### Stored data
_ _ _ _ _
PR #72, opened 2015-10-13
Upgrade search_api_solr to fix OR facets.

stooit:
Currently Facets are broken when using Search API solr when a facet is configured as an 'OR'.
_ _ _ _ _
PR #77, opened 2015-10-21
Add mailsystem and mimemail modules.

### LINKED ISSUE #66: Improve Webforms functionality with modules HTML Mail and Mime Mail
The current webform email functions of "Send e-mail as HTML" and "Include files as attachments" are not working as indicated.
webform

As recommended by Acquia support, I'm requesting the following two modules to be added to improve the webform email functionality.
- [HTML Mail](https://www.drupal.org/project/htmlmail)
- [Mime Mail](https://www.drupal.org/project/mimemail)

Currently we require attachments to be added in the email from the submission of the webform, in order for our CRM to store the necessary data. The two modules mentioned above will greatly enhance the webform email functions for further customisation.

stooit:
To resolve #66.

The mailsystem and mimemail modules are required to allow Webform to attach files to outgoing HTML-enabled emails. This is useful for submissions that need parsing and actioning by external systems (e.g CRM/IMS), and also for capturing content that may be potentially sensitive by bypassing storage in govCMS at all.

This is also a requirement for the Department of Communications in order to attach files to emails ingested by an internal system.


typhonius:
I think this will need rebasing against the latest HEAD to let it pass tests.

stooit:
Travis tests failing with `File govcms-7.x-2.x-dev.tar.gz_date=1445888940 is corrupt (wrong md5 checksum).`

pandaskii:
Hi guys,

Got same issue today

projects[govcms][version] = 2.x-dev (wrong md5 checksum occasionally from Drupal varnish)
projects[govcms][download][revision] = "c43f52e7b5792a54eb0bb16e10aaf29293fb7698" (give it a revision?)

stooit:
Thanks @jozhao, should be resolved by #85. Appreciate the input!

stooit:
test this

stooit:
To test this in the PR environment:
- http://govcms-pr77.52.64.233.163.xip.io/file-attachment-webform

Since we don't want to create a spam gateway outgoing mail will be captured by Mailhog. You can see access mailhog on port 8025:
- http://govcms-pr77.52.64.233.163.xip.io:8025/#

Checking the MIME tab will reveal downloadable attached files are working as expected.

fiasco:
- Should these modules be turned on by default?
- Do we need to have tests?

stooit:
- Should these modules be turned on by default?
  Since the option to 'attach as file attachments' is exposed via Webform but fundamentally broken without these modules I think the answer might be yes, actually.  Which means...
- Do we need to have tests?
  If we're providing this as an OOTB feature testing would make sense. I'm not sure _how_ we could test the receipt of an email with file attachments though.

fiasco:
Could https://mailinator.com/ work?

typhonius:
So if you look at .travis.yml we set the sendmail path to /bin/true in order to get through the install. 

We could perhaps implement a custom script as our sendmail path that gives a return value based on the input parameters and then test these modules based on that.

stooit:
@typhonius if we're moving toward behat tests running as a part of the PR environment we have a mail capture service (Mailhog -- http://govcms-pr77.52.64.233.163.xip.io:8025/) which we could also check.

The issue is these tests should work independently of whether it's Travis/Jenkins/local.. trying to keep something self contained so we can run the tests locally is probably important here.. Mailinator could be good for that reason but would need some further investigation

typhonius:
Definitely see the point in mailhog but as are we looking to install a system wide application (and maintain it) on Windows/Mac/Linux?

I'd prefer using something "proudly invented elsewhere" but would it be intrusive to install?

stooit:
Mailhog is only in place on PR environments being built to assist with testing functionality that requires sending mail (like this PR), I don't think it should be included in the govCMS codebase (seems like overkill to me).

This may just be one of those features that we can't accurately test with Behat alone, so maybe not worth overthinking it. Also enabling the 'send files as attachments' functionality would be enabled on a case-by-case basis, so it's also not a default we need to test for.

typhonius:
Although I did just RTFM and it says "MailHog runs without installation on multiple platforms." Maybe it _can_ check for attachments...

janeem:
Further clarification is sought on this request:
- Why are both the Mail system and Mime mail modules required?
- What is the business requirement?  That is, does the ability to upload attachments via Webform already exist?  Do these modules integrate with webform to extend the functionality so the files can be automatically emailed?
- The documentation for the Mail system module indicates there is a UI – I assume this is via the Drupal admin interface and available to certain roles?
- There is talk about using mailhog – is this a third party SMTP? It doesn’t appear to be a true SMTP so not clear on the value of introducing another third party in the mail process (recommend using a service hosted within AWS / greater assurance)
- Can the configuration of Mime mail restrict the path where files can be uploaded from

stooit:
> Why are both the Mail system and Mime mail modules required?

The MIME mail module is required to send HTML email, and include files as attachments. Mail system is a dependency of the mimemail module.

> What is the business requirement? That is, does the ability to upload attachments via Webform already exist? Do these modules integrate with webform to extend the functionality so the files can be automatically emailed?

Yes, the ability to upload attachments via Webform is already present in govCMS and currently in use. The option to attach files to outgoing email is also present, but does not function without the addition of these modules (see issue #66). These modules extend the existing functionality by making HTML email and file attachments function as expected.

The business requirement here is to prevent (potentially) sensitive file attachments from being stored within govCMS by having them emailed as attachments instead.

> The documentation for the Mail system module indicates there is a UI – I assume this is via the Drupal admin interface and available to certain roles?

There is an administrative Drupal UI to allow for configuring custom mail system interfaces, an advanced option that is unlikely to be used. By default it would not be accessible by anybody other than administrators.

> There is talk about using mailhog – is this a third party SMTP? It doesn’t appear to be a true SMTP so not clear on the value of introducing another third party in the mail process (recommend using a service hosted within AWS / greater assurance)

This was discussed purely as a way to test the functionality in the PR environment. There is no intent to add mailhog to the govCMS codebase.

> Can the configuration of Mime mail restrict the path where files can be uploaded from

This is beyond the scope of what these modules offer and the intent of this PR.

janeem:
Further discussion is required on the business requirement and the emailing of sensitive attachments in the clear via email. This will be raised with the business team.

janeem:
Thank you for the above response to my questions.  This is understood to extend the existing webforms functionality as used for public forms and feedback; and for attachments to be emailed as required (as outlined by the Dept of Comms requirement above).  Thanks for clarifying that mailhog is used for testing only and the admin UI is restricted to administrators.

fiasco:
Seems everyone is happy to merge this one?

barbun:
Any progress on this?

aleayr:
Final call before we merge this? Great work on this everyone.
_ _ _ _ _
### Exercise prompt
Looking back over the data above, restate word for word the lines that begin at the line with "PR #72, opened 2015-10-13" and end at the line with "Currently Facets are", inclusive.

### Solution
PR #72, opened 2015-10-13
Upgrade search_api_solr to fix OR facets.

stooit:
Currently Facets are broken when using Search API solr when a facet is configured as an 'OR'.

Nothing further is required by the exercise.